Anita remained on the Board of Directors. During 2007 she took part in a The Body Shop campaign in-store and also provided consultation to L'Oréal, advising on Community Trade.
In 2007 Anita announced that she had Hepatitis C, which she contracted from a contaminated blood transfusion in 1971, however she was not diagnosed with the condition until 2004. She was completely committed to working with the Hepatitis C Trust, and became their patron, to raise awareness of the disease and to lobby the government for more action. In true Anita style, personal experience promoted her to launch a major campaign to alert people to an important issue and ensure change in attitudes and policy.
Dame Anita Roddick passed away on 10th September 2007, with her husband Gordon and two daughters by her side. Tributes flooded in from around the world, led by British Prime Minister Gordon Brown "She campaigned for green issues for many years before it became fashionable to do so and inspired millions to the cause by bringing sustainable products to a mass market. As one of this country's most successful businesswomen, she was an inspiration to women throughout the country striving to set up and grow their own companies."
John Sauven, the executive director of Greenpeace who worked with Anita on many campaigns, said "she was an amazing inspiration to those around her…. She was so ahead of the time when it came to issues of how business could be done in different ways… She was a true pioneer."

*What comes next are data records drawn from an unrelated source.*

PR #994, opened 2021-11-09
Add execveat syscall

asvrada:
Add syscall execveat and fix myst_get_absolute_path_from_dirfd

### DIFF
--- a/kernel/chown.c
+++ b/kernel/chown.c
@@ -229,14 +229,15 @@ long myst_syscall_fchownat(
     if ((flags & ~(AT_EMPTY_PATH | AT_SYMLINK_NOFOLLOW)) != 0)
         ERAISE(-EINVAL);
 
-    ECHECK(myst_get_absolute_path_from_dirfd(dirfd, pathname, flags, &abspath));
-
-    if (*abspath == '\0')
+    if (*pathname == '\0' && (flags & AT_EMPTY_PATH) && dirfd != AT_FDCWD)
     {
         ECHECK(myst_syscall_fchown(dirfd, owner, group));
     }
     else
     {
+        ECHECK(myst_get_absolute_path_from_dirfd(
+            dirfd, pathname, flags, &abspath, FB_PATH_NOT_EMPTY));
+
         if (flags & AT_SYMLINK_NOFOLLOW)
         {
             ECHECK(myst_syscall_lchown(abspath, owner, group));
--- a/kernel/syscall.c
+++ b/kernel/syscall.c
@@ -504,50 +504,50 @@ done:
     return ret;
 }
 
-// Given a dir fd and a pathname, return a concatenated absolute path.
-// This function allocates buffer for the concatenated abspath. The
-// caller doesn't need to preallocate buffer, but should free the
-// abspath buffer after using it.
-//
-// Caveats:
-//
-// - Sometimes abspath is set to equal to
-//   pathname, in which case no free is needed. The caller should check
-//   *abspath_out before free:
-//   e.g.
-//       if (*abspath_out != pathname)
-//           free(*abspath_out)
-//
-// - If this function hits an error and doesn't return SUCCESS, it will
-//   free the abspath buffer by itself. Also, *abspath_out == NULL.
-//   Thus, the check above is still valid.
-//
-// - Some flags allow the pathname to be an empty string. Caller
-//   passing in those flags should check when *abspath == '\0'. If
-//   true, then the caller should apply the fd version of the syscall
-//   using dirfd.
+/*
+Given a dirfd and a pathname, return a concatenated absolute path.
+
+Caveats:
+
+- Sometimes abspath is set to equal to
+  pathname, in which case no free is needed. The caller should check
+  *abspath_out before free:
+  e.g.
+      if (*abspath_out != pathname)
+          free(*abspath_out)
+
+Arguments:
+ - abspath_out: will point to the final concatenated absolute path.
+    This method will allocate memory for abspath_out if necessary
+    Caller should free the memory if abspath_out != pathname
+ - flags_behavior: a bit mask that can be one or more of the following flags
+FB_PATH_NOT_EMPTY: indicate pathname cannot be empty and type check on dirfd is
+skipped
+FB_TYPE_FILE: indicate file pointed by dirfd can be file
+FB_TYPE_DIRECTORY: indicate file pointed by dirfd can be directory
+FB_THROW_ERROR_NOFOLLOW: if set, throw ELOOP when abspath is a symlink
+*/
 long myst_get_absolute_path_from_dirfd(
     int dirfd,
     const char* pathname,
     int flags,
-    char** abspath_out)
+    char** abspath_out,
+    const int flags_behavior)
 {
     long ret = 0;
+    myst_path_t* resolved_path = NULL;
     char* path_out = NULL;
-    struct locals
-    {
-        char dirname[PATH_MAX];
-    }* locals = NULL;
 
     if (!pathname || !abspath_out)
         ERAISE(-EINVAL);
 
-    /* If pathname is absolute, then ignore dirfd */
-    if (*pathname == '/' || dirfd == AT_FDCWD)
+    // Absolute pathname or AT_FDCWD
+    if (pathname[0] == '/' || dirfd == AT_FDCWD)
     {
-        *abspath_out = (char*)pathname;
+        path_out = (char*)pathname;
     }
-    else if (*pathname == '\0')
+    // Empty pathname
+    else if (pathname[0] == '\0')
     {
         if (!(flags & AT_EMPTY_PATH))
             ERAISE(-ENOENT);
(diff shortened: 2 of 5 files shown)


tests/sys_execve/src/test_sys_execveat.c
```diff
@@ -0,0 +1,376 @@
...
+    syscall(SYS_execveat, dirfd, pathname, argv, 0, AT_SYMLINK_NOFOLLOW);
+#else
+    printf("Skipping "
+           "test_execveat_symlink_in_path_and_symlink_nofollow_flag_then_ok\n");
+    exit(0);
+#endif
+}
+
+// last component of pathname is symlink
+void test_execveat_symlink_end_path_and_symlink_nofollow_flag_then_eloop()
```
jxyang, line 291: I have never seen a function name that is so descriptive. :-)

In practice, keep the name short yet descriptive. If you need to explain more what does it do, write a comment above the function declaration.

kernel/syscall.c
```diff
@@ -2080,32 +2080,127 @@ static size_t _count_args(const char* const args[])
...
-    const char* resolved_filename = filename;
+    char* resolved_pathname = NULL;
 
-    if (!resolved_filename)
+    if (!pathname || (flags & ~(AT_SYMLINK_NOFOLLOW | AT_EMPTY_PATH)))
         ERAISE(-EINVAL);
 
-    // Resolve relative path
-    if (resolved_filename[0] != '/')
+    if (!(resolved_pathname = (char*)malloc(PATH_MAX)))
```
jxyang, line 2103: We have a helper function `myst_get_absolute_path_from_dirfd` that resolves `dirfd + pathname` to the real path. No need to repeat in this function.

kernel/syscall.c
```diff
@@ -3917,9 +4025,9 @@ static long _syscall(void* args_)
             /* the kstack is freed later by next exec or by exit */
             thread->exec_kstack = args->kstack;
 
-            long ret = myst_syscall_execve(filename, argv, envp);
-            /* myst_syscall_execve() only returns on failure */
-            /* when myst_syscall_execve() returns on failure, kstack will be
+            long ret = myst_syscall_execveat(AT_FDCWD, filename, argv, envp, 0);
+            /* myst_syscall_execveat() only returns on failure */
```
jxyang, line 4029: I would keep both `myst_syscall_execve` and `myst_syscall_execveat`, with the latter calling `myst_get_absolute_path_from_dirfd` and then `myst_syscall_execve`.

tests/sys_execve/src/test_sys_execveat.c
```diff
@@ -0,0 +1,376 @@
+// Copyright (c) Microsoft Corporation.
```
jxyang, line 1: Why rename the file? It still essentially tests `execv` (`execvat` is just a derivation). Additionally, renaming the file make it much harder to diff with the previous version.

kernel/syscall.c
asvrada: I think it's more reasonable to only use myst_syscall_execveat, since execve is one of the special case in execveat.

tests/sys_execve/src/test_sys_execveat.c
asvrada: Thanks. Will keep the current names as is, but will use better naming in the future :)

tests/sys_execve/src/test_sys_execveat.c
asvrada: Will revert this

kernel/syscall.c
asvrada: I tried to reuse `myst_get_absolute_path_from_dirfd` but I found it more confusing/repetitive to use that and add additional logic to make it work, rather than start fresh. 

> For example, when the pathname is empty, `myst_get_absolute_path_from_dirfd` would behave differently if flag AT_SYMLINK_NOFOLLOW is set, and won't check if `dirfd` points to a directory, while `execveat` doesn't check the flag at this stage, and needs to check if `dirfd` points to a directory.

jxyang: I think the original implementation of `AT_SYMLINK_NOFOLLOW` is wrong in `myst_get_absolute_path_from_dirfd`. We should fix it instead of working around it. The man page says: 
> If pathname is a symbolic link, do not dereference it: instead operate on the link itself.

This should be consistent across all xxxat syscalls including fchmodat and exeaveat.

kernel/syscall.c
jxyang: I think it's the other way around. This applies to virtually all syscalls with a "at" variant, such as openat, chmodat, etc.

asvrada:
Before settling with the current implementation, I tried to use existing `myst_get_absolute_path_from_dirfd` and follow other familiar `_at` syscalls, the code is supposed to look like this:

```
long myst_syscall_execveat(...) {
...
    myst_get_absolute_path_from_dirfd(dirfd, pathname, flag, abspath_out);
    myst_syscall_execve(abspath_out, xxx);
...
}
```

This could work, but (to my best knowledge, please correct me if I'm wrong) not without many, many additional logic to address the difference in behavior between `execveat` and other `_at` syscalls.

kernel/syscall.c
asvrada: Please see my new comment.

kernel/syscall.c
asvrada: 😢 So I did more reading and still think the current implementation is the most suitable... Here's my reasoning

1. __The original implementation of AT_SYMLINK_NOFOLLOW is wrong in `myst_get_absolute_path_from_dirfd`__

I couldn't figure out what part is wrong, possibly because I don't have enough context on this function (like what's its expected behavior). Could you create a new issue to describe that?

2. __Should use `myst_get_absolute_path_from_dirfd` in execveat__

Please see my new comment

tests/libcxx/Makefile
```diff
@@ -53,7 +53,7 @@ $(APPDIR):
 $(ROOTFS): run.c
 	$(MYST) mkext2 $(APPDIR) $(ROOTFS)
 
-OPTS += --memory-size=64m
+OPTS += --memory-size=128m
```
salsal97, line 56: why was this change necessary? Is it intentional?

asvrada: With 64mb and this code change, these test would fail with memory allocation issue.

asvrada:
After discussion with Xuejun, we agreed to change the code to
1. Fix `myst_get_absolute_path_from_dirfd` to have the following behavior
    1. For absolute pathname, return itself
    2. For empty pathname, return `abspath(dirfd)` (dirfd should not point to directory)
    3. For relative pathname, return `abspath(dirfd) + pathname` (dirfd should ONLY point to directory)
    4. After getting abspath, check flag `AT_SYMLINK_NOFOLLOW`, and act accordingly (For example, throw ELOOP for `execveat`) 
2. Call `execve` inside `execveat`

kernel/syscall.c
jxyang: Talked to Zijie offline. We found some problems with the current `myst_get_absolute_path_from_dirfd` implementation:

* The name is wrong, the function returns a relative path when dirfd is the current directory
* The checking of `AT_SYMLINK_NOFOLLOW` should be done regardless `pathname` is null or not.
* It should add additional parameter to indicate whether to throw an error if `dirfd + pathname` is a symbolic link and `AT_SYMLINK_NOFOLLOW`  flag is specified. 

I think we should address these problems in this PR rather than creating a clone of the original and later on removing it.

asvrada:
Will replace old method and usage of that method in another commit

kernel/syscall.c
```diff
@@ -504,102 +504,108 @@ long myst_syscall_open(const char* pathname, int flags, mode_t mode)
...
+    char* const abspath_out,
+    const int flags_behavior)
 {
-    long ret = 0;
-    char* path_out = NULL;
-    struct locals
-    {
-        char dirname[PATH_MAX];
-    }* locals = NULL;
+    int ret = 0;
```
asvrada, line 530: Will use `long`

kernel/chown.c
```diff
@@ -229,14 +229,18 @@ long myst_syscall_fchownat(
     if ((flags & ~(AT_EMPTY_PATH | AT_SYMLINK_NOFOLLOW)) != 0)
         ERAISE(-EINVAL);
 
-    ECHECK(myst_get_absolute_path_from_dirfd(dirfd, pathname, flags, &abspath));
```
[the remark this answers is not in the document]
jxyang: While your changes to `myst_get_absolute_path_from_dirfd` easier to follow, but:

1. it forces the caller to allocate memory first, which resulted in a lot of changes to the many callers below. When a function is called many times, we tend to add complex logics to it rather than the call sites.
2. Some memory allocations could be otherwise saved now become mandatory.

kernel/syscall.c
```diff
@@ -5804,7 +5856,41 @@ static long _syscall(void* args_)
...
+
+            /* free the previous kernel stack from the SYS_execve syscall */
+            if (thread->exec_kstack)
+            {
+                myst_put_kstack(thread->exec_kstack);
+                thread->exec_kstack = NULL;
+            }
+
+            /* the kstack is freed later by next exec or by exit */
+            thread->exec_kstack = args->kstack;
```
jxyang, line 5883: `SYS_execveat` and `SYS_execve` both handles kstacks the same way before and after the call to `myst_syscall_execveat`. Consider moving the handling code into `myst_syscall_execveat` to avoid duplication.

kernel/syscall.c
```diff
@@ -504,102 +504,111 @@ long myst_syscall_open(const char* pathname, int flags, mode_t mode)
...
-//   Thus, the check above is still valid.
-//
-// - Some flags allow the pathname to be an empty string. Caller
-//   passing in those flags should check when *abspath == '\0'. If
-//   true, then the caller should apply the fd version of the syscall
-//   using dirfd.
+/*
+Given a dirfd and a pathname, return a concatenated absolute path.
+
+This function DOES NOT allocate buffer for the concatenated abspath.
```
jxyang, line 510: This comment is outdated.

kernel/syscall.c
```diff
@@ -608,24 +617,50 @@ long myst_get_absolute_path_from_dirfd(
                 ERAISE(-ENOTDIR);
         }
 
-        /* get the full path of dirfd */
-        ECHECK((*fs->fs_realpath)(
-            fs, file, locals->dirname, sizeof(locals->dirname)));
+        if (!(buf = (char*)malloc(PATH_MAX)))
+            ERAISE(-ENOMEM);
+        // get the full path of dirfd
+        ECHECK((*fs->fs_realpath)(fs, file, buf, PATH_MAX));
```
jxyang, line 623: We don't need the temporary `buf`. We can call `fs_realpath` on `path_out` and then `strcpy` or `memcpy` the `pathname`

kernel/syscall.c
```diff
@@ -655,7 +690,8 @@ static long _openat(
     if (!(locals = malloc(sizeof(struct locals))))
         ERAISE(-ENOMEM);
 
-    ECHECK(myst_get_absolute_path_from_dirfd(dirfd, pathname, 0, &abspath));
+    ECHECK(myst_get_absolute_path_from_dirfd(dirfd, pathname, 0, &abspath, 0));
```
jxyang, line 693: Please use the defined macros instead of `0` as the last parameter. Same applies to the following myst_get_absolute_path_from_dirfd calls.

jxyang (approved):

The suppliers of Community Trade cocoa butter in Ghana, Kuapa Kokoo, said "We are grateful to God that he gave us such an inspirational figure; a mother whose love for the development of the vulnerable and the under-privileged will continue to linger on in our minds till eternity. Anita would be well remembered by the Kuapa Kokoo family and the chiefs and people, for a school block she, together with The Body Shop, funded in the Bayerebon community. The seed she sowed is generating fruits of success and enlightenment."